BEGIN

PR #477, opened 2015-12-04
Conditional requests

kazu-yamamoto:
These commits implement conditional requests discussed in #359. The behavior is described in the manual of `sendResponse`. The logic is imported from wai-app-file-cgi.

- ETag stuff is pending
- Probably, I will not implement multiple byte ranges because there is no clear benefit at this moment.

@snoyberg Please review.

### DIFF
--- a/warp/Network/Wai/Handler/Warp/File.hs
+++ b/warp/Network/Wai/Handler/Warp/File.hs
@@ -52,13 +52,13 @@ conditionalRequest finfo hs0 reqidx = case condition of
 ----------------------------------------------------------------
 
 ifModifiedSince :: IndexedHeader -> Maybe HTTPDate
-ifModifiedSince reqidx = reqidx ! idxIfModifiedSince >>= parseHTTPDate
+ifModifiedSince reqidx = reqidx ! fromEnum ReqIfModifiedSince >>= parseHTTPDate
 
 ifUnmodifiedSince :: IndexedHeader -> Maybe HTTPDate
-ifUnmodifiedSince reqidx = reqidx ! idxIfUnmodifiedSince >>= parseHTTPDate
+ifUnmodifiedSince reqidx = reqidx ! fromEnum ReqIfUnmodifiedSince >>= parseHTTPDate
 
 ifRange :: IndexedHeader -> Maybe HTTPDate
-ifRange reqidx = reqidx ! idxIfRange >>= parseHTTPDate
+ifRange reqidx = reqidx ! fromEnum ReqIfRange >>= parseHTTPDate
 
 ----------------------------------------------------------------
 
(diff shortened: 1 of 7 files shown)


warp/Network/Wai/Handler/Warp/File.hs
```diff
@@ -0,0 +1,173 @@
...
+data RspFileInfo = WithoutBody H.Status
+                 | WithBody H.Status H.ResponseHeaders Integer Integer
+                 deriving (Eq,Show)
+
+----------------------------------------------------------------
+
+conditionalRequest :: I.FileInfo
+                   -> H.ResponseHeaders -> IndexedHeader
+                   -> RspFileInfo
+conditionalRequest finfo hs0 reqidx = case fromJust mx of
```
snoyberg: I'd rather not include a `fromJust` here. My best preference is to make the call total by making `uncoditional` a fallback (since it appears that it always returns a `Just` value). My second-best preference would be to pattern match on the `Maybe` and use an explicit `error` call that states that `conditionalRequest` failed, since getting a `fromJust` error from a program is maddening.

warp/Network/Wai/Handler/Warp/Header.hs
```diff
@@ -19,27 +19,35 @@ indexRequestHeader hdr = traverseHeader hdr requestMaxIndex requestKeyIndex
 
 idxContentLength,idxTransferEncoding,idxExpect :: Int
 idxConnection,idxRange,idxHost :: Int
-idxContentLength    = 0
```
snoyberg: Not specifically relevant to this change, but I wonder if we can get the same performance with easier to maintain code if we create an enum type here instead of using the `Int`s directly.

warp/Network/Wai/Handler/Warp/Response.hs
```diff
@@ -351,6 +285,76 @@ sendRsp conn _ _ _ _ (RspRaw withApp src tickle) = do
     send bs = connSendAll conn bs >> tickle
 
 ----------------------------------------------------------------
+
+-- Sophisticated WAI applications.
+-- We respect s0. s0 MUST be a proper value of either 200 or 206.
```
snoyberg: Why can't we have, for example, a 404 response that streams part of a file? I can't picture actually needing it, but this seems like a strange limitation.

kazu-yamamoto: Ah. 404 is also OK. For instance, a HTML file for 404 is specified. This should be read "s0 MUST be a proper value". I will fix.

warp/Network/Wai/Handler/Warp/Header.hs
kazu-yamamoto: I don't know how performance will change. Does GHC change `fromEnum TransferEncoding` to a constant value when compiling?

warp/Network/Wai/Handler/Warp/File.hs
kazu-yamamoto: A good point. Fixed in the first way.

warp/Network/Wai/Handler/Warp/Header.hs
kazu-yamamoto: OK. I confirmed. Consider the following code:

```haskell
data X = A | B | C | D | E deriving Enum

main :: IO ()
main = print $ 1234 + fromEnum E
```

`ghc -O -ddump-prep` generates 1238 (ie 1234 + 4)!

kazu-yamamoto:
Resolved all issues. Please merge.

END

— Task statement —
Can you restate every record above word for word?

— Solution —
PR #477, opened 2015-12-04
Conditional requests

kazu-yamamoto:
These commits implement conditional requests discussed in #359. The behavior is described in the manual of `sendResponse`. The logic is imported from wai-app-file-cgi.

- ETag stuff is pending
- Probably, I will not implement multiple byte ranges because there is no clear benefit at this moment.

@snoyberg Please review.

### DIFF
--- a/warp/Network/Wai/Handler/Warp/File.hs
+++ b/warp/Network/Wai/Handler/Warp/File.hs
@@ -52,13 +52,13 @@ conditionalRequest finfo hs0 reqidx = case condition of
 ----------------------------------------------------------------
 
 ifModifiedSince :: IndexedHeader -> Maybe HTTPDate
-ifModifiedSince reqidx = reqidx ! idxIfModifiedSince >>= parseHTTPDate
+ifModifiedSince reqidx = reqidx ! fromEnum ReqIfModifiedSince >>= parseHTTPDate
 
 ifUnmodifiedSince :: IndexedHeader -> Maybe HTTPDate
-ifUnmodifiedSince reqidx = reqidx ! idxIfUnmodifiedSince >>= parseHTTPDate
+ifUnmodifiedSince reqidx = reqidx ! fromEnum ReqIfUnmodifiedSince >>= parseHTTPDate
 
 ifRange :: IndexedHeader -> Maybe HTTPDate
-ifRange reqidx = reqidx ! idxIfRange >>= parseHTTPDate
+ifRange reqidx = reqidx ! fromEnum ReqIfRange >>= parseHTTPDate
 
 ----------------------------------------------------------------
 
(diff shortened: 1 of 7 files shown)


warp/Network/Wai/Handler/Warp/File.hs
```diff
@@ -0,0 +1,173 @@
...
+data RspFileInfo = WithoutBody H.Status
+                 | WithBody H.Status H.ResponseHeaders Integer Integer
+                 deriving (Eq,Show)
+
+----------------------------------------------------------------
+
+conditionalRequest :: I.FileInfo
+                   -> H.ResponseHeaders -> IndexedHeader
+                   -> RspFileInfo
+conditionalRequest finfo hs0 reqidx = case fromJust mx of
```
snoyberg: I'd rather not include a `fromJust` here. My best preference is to make the call total by making `uncoditional` a fallback (since it appears that it always returns a `Just` value). My second-best preference would be to pattern match on the `Maybe` and use an explicit `error` call that states that `conditionalRequest` failed, since getting a `fromJust` error from a program is maddening.

warp/Network/Wai/Handler/Warp/Header.hs
```diff
@@ -19,27 +19,35 @@ indexRequestHeader hdr = traverseHeader hdr requestMaxIndex requestKeyIndex
 
 idxContentLength,idxTransferEncoding,idxExpect :: Int
 idxConnection,idxRange,idxHost :: Int
-idxContentLength    = 0
```
snoyberg: Not specifically relevant to this change, but I wonder if we can get the same performance with easier to maintain code if we create an enum type here instead of using the `Int`s directly.

warp/Network/Wai/Handler/Warp/Response.hs
```diff
@@ -351,6 +285,76 @@ sendRsp conn _ _ _ _ (RspRaw withApp src tickle) = do
     send bs = connSendAll conn bs >> tickle
 
 ----------------------------------------------------------------
+
+-- Sophisticated WAI applications.
+-- We respect s0. s0 MUST be a proper value of either 200 or 206.
```
snoyberg: Why can't we have, for example, a 404 response that streams part of a file? I can't picture actually needing it, but this seems like a strange limitation.

kazu-yamamoto: Ah. 404 is also OK. For instance, a HTML file for 404 is specified. This should be read "s0 MUST be a proper value". I will fix.

warp/Network/Wai/Handler/Warp/Header.hs
kazu-yamamoto: I don't know how performance will change. Does GHC change `fromEnum TransferEncoding` to a constant value when compiling?

warp/Network/Wai/Handler/Warp/File.hs
kazu-yamamoto: A good point. Fixed in the first way.

warp/Network/Wai/Handler/Warp/Header.hs
kazu-yamamoto: OK. I confirmed. Consider the following code:

```haskell
data X = A | B | C | D | E deriving Enum

main :: IO ()
main = print $ 1234 + fromEnum E
```

`ghc -O -ddump-prep` generates 1238 (ie 1234 + 4)!

kazu-yamamoto:
Resolved all issues. Please merge.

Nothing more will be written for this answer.